#### [Goal of the exercise]
Transcribe the data exactly.

((

PR #785, opened 2020-10-13
Fix README code snippets formatting

gasches:


Egorand:
The file definitely looks broken right now - thanks for fixing! - however the fix breaks the tabbed formatting for Java vs Kotlin samples in MkDocs (see https://square.github.io/okio/#read-a-text-file-line-by-line-javakotlin). I believe the best solution would be to move the full version of README into the docs folder and have the top-level `README.md` link to https://square.github.io/okio, similar to what [KotlinPoet](https://github.com/square/kotlinpoet) does.

Egorand:
Solved with #799, so I'm gonna close this PR. Thanks for contributing though!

))

#### [Written answer]
PR #785, opened 2020-10-13
Fix README code snippets formatting

gasches:


Egorand:
The file definitely looks broken right now - thanks for fixing! - however the fix breaks the tabbed formatting for Java vs Kotlin samples in MkDocs (see https://square.github.io/okio/#read-a-text-file-line-by-line-javakotlin). I believe the best solution would be to move the full version of README into the docs folder and have the top-level `README.md` link to https://square.github.io/okio, similar to what [KotlinPoet](https://github.com/square/kotlinpoet) does.

Egorand:
Solved with #799, so I'm gonna close this PR. Thanks for contributing though!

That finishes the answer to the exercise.